Instructions to follow: The lines needed are those below that contain the word "typeof"; copy each one.

Information:
*** Begin section ***

PR #540, opened 2020-08-01
Update .gitignore

mahal200:
**Type of PR:** 

**PR checklist:**

- [ ] Addresses an existing issue: fixes #
- [ ] Includes tests
- [ ] Documentation update

**Overview of change:**

**Is there anything you'd like reviewers to focus on?**

PR #613, opened 2020-11-12
Added proper support for ES module exports (with some fixes for NodeJS context)

### LINKED ISSUE #488: Added test to check that the library importable in server-side context
Related issue #446.

In #484 @NekitCorp fixed importing the library in server-side context, but we need to be sure that it won't happen in the future. To avoid this, we need to add a test in CI to check that the library might be imported in nodejs context without any error (just imported, don't need to create chart or whatever).

### LINKED ISSUE #543: DOCS: How to use in SSR context
**Lightweight Charts Version: 3.1.3**

**Steps/code to reproduce:**
Encapsulating lightweight-charts in an external library.

**Actual behavior:**
I have my own library which encapsulates lightweight-charts and when installing it generates this error, I am using rollup to compress the files with a cjs format I cannot understand the conflict.

**Expected behavior:**
Module should be found.

I don't know what I am missing

**Screenshots:**
#### Error
image

#### Rollup config
image

timocov:
**Type of PR:** enhancement

**PR checklist:**

- [x] Addresses an existing issue: fixes #543, fixes #488
- [x] Includes tests
- [x] Documentation update

**Overview of changes:**

This PR includes a test in CI to make sure that you're able to import `lightweight-charts` package in NodeJS context, `exports` map in `package.json` (including different files for dev/prod builds 🎉 - now it should work out of the box almost for everybody), the published `package.json` file will have `"type": "module"`.


cipriancaba:
Hey @timocov Do you have any updates on this?

timocov:
@cipriancaba not yet, we're waiting for changes in `fancy-canvas` library so it will be able to be imported in SSR. cc @Nipheris

cipriancaba:
Appreciate the update

zouxuoz:
@timocov https://github.com/tradingview/fancy-canvas/pull/7 merged, can we merge this PR too?

timocov:
@zouxuoz this PR leads for breaking change in the package so we cannot merge right now since we're preparing the next minor update for the library. I think after this version we can start to prepare the next major version with all breaking change we're going to do.

zouxuoz:
@timocov do you have ETA for it? 😔 can I help?

Zidious:
Hey @timocov,

Hope all is well, 

I saw your comment here: https://stackoverflow.com/a/65230044 in regards to the below error in a nodeJS context: 

```console
import { bindToDevicePixelRatio } from 'fancy-canvas/coordinate-space';
^^^^^^

SyntaxError: Cannot use import statement outside a module
```

I was wondering if there is any update to this at all? Specifically, being able to create charts and save image to file. 

Thank you in advance, 

Gabe

timocov:
@Zidious we're planning to fix the issue in v4. We didn't do it before because it might be a breaking change for users.

timocov:
It seems that in fancy-canvas we have a bug that it's impossible to import it in modules.

To merge this branch we're waiting for:
- a fix for the issue above
- upgrading fancy-canvas to the next major version

timocov:
I believe this PR is ready to be rebased and updated accordingly the latest changes regarding the docs (but I have no access to the branch anymore so fyi lwc maintainers).

SlicedSilver:
### FYI: Results of running [`publint`](https://publint.dev).
```bash
npm run prepare-release
npx publint
```

#### Master
```
lightweight-charts lint results:
Suggestions:
1. pkg.module is used to output ESM, but pkg.exports is not defined. As NodeJS doesn't read pkg.module, the ESM output may be skipped. Consider adding pkg.exports to export the ESM output. pkg.module can usually be removed alongside too. (This will be a breaking change)
Warnings:
1. /dist/lightweight-charts.esm.production.js is written in ESM, but is interpreted as CJS. Consider using the .mjs extension, e.g. /dist/lightweight-charts.esm.production.mjs
2. /dist/lightweight-charts.esm.development.js is written in ESM, but is interpreted as CJS. Consider using the .mjs extension, e.g. /dist/lightweight-charts.esm.development.mjs
```

#### This PR
```
lightweight-charts lint results:
All good!
```

🎉

romfrancois (approved):

BUILDING.md
```diff
@@ -44,6 +44,7 @@ There are several included e2e tests available which can be run individually. Pl
   Note that at this step the website cannot work since it uses unpublished so far version. It will be fixed in the next steps.
 1. Create a git tag for this version with the format `vMAJ.MIN.PATCH` (see other tags).
 1. Run `npm run prepare-release` in the root folder.
+1. Run `npx publint` and ensure that there aren't any issues with the generated `package.json`.
```
timocov, line 47: Maybe it is worth it to add this to validate in CI?

package.json
```diff
@@ -13,11 +13,23 @@
     "url": "https://github.com/tradingview/lightweight-charts.git"
   },
   "module": "dist/lightweight-charts.esm.production.js",
-  "main": "index.js",
   "typings": "dist/typings.d.ts",
+  "exports": {
+    "./package.json": "./package.json",
+    ".": {
+      "development": {
```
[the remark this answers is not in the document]
timocov: Btw does it work well with all modern bundlers out there? To make sure they all work in the same way (and handle this convention equally).

website/plugins/enhanced-codeblock/theme/CodeBlock/import-lightweight-charts-version.ts
```diff
@@ -2,7 +2,7 @@
 import type { Version } from '../../../../versions';
 
 export type LightweightChartsApi38 = typeof import('lightweight-charts-3.8');
-export type LightweightChartsApiCurrent = typeof import('../../../../..');
+export type LightweightChartsApiCurrent = typeof import('../../../../../dist/lightweight-charts.esm.development');
```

*** End section ***

Exercise output:
 export type LightweightChartsApi38 = typeof import('lightweight-charts-3.8');
-export type LightweightChartsApiCurrent = typeof import('../../../../..');
+export type LightweightChartsApiCurrent = typeof import('../../../../../dist/lightweight-charts.esm.development');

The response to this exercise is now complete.